- Born: Unknown date Cuba, Spanish West Indies
- Died: Unknown date
- Allegiance: Philippine Republic
- Branch: Philippine Republican Navy
- Service years: 1898–1901 ^{[citation needed]}
- Rank: Admiral
- Commands: Filipinas Philippine Republican Navy
- Conflicts: Philippine Revolution Battle of Subic Bay; ; Philippine-American War;

= Vicente Catalan =

Filipino Navy admiral

Vicente Catalan was a Cuban-Filipino of Criollo descent known for leading a mutiny against the Spanish naval officers of the 800-ton steamer Compania de Filipinas, which was then a property of the Compañía General de Tabacos de Filipinas, later becoming the first admiral of the Philippine Republican Navy. Catalan was the ship's second officer when he led the mutiny of the Filipino crew members, killing the Spanish officers before taking over as the ship's captain.

== Capture of Filipinas ==

During the second phase of the Philippine Revolution, Catalan joined General Emilio Aguinaldo after the Philippine Revolutionary Navy was established. Initially, the Revolutionary Navy consisted of a small fleet of eight captured Spanish steam launches refitted with 9-centimeter guns. Wealthy Filipino elites later donated five larger vessels to the cause: the Taaleño, the Balayan, the Bulusan, the Taal and the Purísima Concepción. The Compania de Filipinas was later renamed Filipinas and was designated as the navy's flagship with Catalan proclaimed as an admiral.

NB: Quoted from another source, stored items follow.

PR #502, opened 2018-10-19
docker: use alpine as base image

### LINKED ISSUE #489: Use Alpine as the base image for our docker image

bohendo:
closes #489

We need to specify the `alpine/edge/community` repo to make sure we download a compatible version of rust (1.29).

Cargo is needed to build but we can delete it once we're done to save space.

clang-dev and postgresql-dev are both required to build successfully, they seem to be dynamically linked because deleting them afterwards doesn't work.

The commit we want to build is specified explicitly, update this commit hash (or, preferably, specify a release tag) to update which version is built.

The image this Dockerfile builds is 430 MB (compared to 2.2 GB for the version based on rust)


bohendo:
It's fairly common for projects to have a heavier image that prioritizes good features and a lighter image that prioritizes small size.

I'm doing custom stuff in my node's entrypoint so I don't need the `start-node` script or `wait-for-it`; this simple alpine image that I've submitted is exactly what I'm going to be using.

That said, I'd be happy to put together a best of both worlds image that tries to keep the features you've added while also cutting down some size. Should be able to get around to it in the next day or two.

Jannis:
@bohendo We'd prefer to only maintain a single image for now, ideally a small like you've suggested. For custom cmds / entry points, it's easy enough to build on top of the official image and just override CMD / ENTRYPOINT.

So if you could make `docker/Dockerfile` small, that would be awesome!

docker/Dockerfile
```diff
@@ -1,20 +1,21 @@
-FROM rust:latest
+FROM alpine:edge
```
bohendo: edge is needed to get rust/cargo v1.3

bohendo:
When I try to build in Alpine I get the following error:

```
error: failed to run custom build command for `openssl v0.9.24`
process didn't exit successfully: `/graph-node/target/release/build/openssl-d71d668c76f38adb/build-script-build` (exit code: 101)
--- stderr
thread 'main' panicked at 'Unable to detect OpenSSL version', /root/.cargo/registry/src/github.com-1ecc6299db9ec823/openssl-0.9.24/build.rs:16:14
note: Run with `RUST_BACKTRACE=1` for a backtrace.

warning: build failed, waiting for other jobs to finish...
error: failed to compile `graph-node v0.4.1 (/graph-node/node)`, intermediate artifacts can be found at `/graph-node/target`
```

I've seen this same error in other projects (eg [kryptco](https://github.com/kryptco/kr/issues/237) and [parity](https://github.com/paritytech/substrate/issues/886)) and it looks like it's due to a dependency on an outdated version of openssl. [Here's](https://github.com/paritytech/substrate/pull/913/files) how parity fixed it. Looks like they edited the `Cargo.lock` file to depend on newer versions of this lib.

I'm not super familiar w rust & even less familiar w how this project uses ssl so will hold off on trying to solve this.

Side note: this build did work on release 0.4.0 (commit a0da5a4) so something between then & now is likely the culprit here.

bohendo:
Actually, nevermind. The old (commit a0da5a4) version of this build process is failing too now & producing the following error while trying to install cargo:

```
ERROR: unsatisfiable constraints:
  so:libcrypto.so.1.1 (missing):
    required by:
                 cargo-1.30.0-r1[so:libcrypto.so.1.1]
                 cargo-1.30.0-r1[so:libcrypto.so.1.1]
                 cargo-1.30.0-r1[so:libcrypto.so.1.1]
  so:libssl.so.1.1 (missing):
    required by:
                 cargo-1.30.0-r1[so:libssl.so.1.1]
                 cargo-1.30.0-r1[so:libssl.so.1.1]
                 cargo-1.30.0-r1[so:libssl.so.1.1]
```

This probably arose out of nowhere because we're using the alpine edge upstream package list which, I assume, is being actively developed & a breaking change was pushed recently..

leodasvacas:
@bohendo If you'd like to give this another shot, we've since updated our openssl dependency.

bohendo:
No bandwidth for this atm. Plus, this branch is so far behind master that it would be just as easy to start over than to wrestle w conflicts. Let's close this for now and re-open a similar one later once someone has time to push this feature to completion.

== International backlash ==
Admiral Catalan with his Filipino sailors helped seize Subic Bay. However, the mutiny and seizure of the Filipinas caused an international incident when the Germans objected to the Filipino flag being hoisted on the ship and the French demanded the ship's return to them, claiming they actually owned it.

Despite the diplomatic backlash from foreign powers, the international incident drew attention to the increasingly aggressive campaign of the Filipinos to oust the Spaniards and establish an independent republic.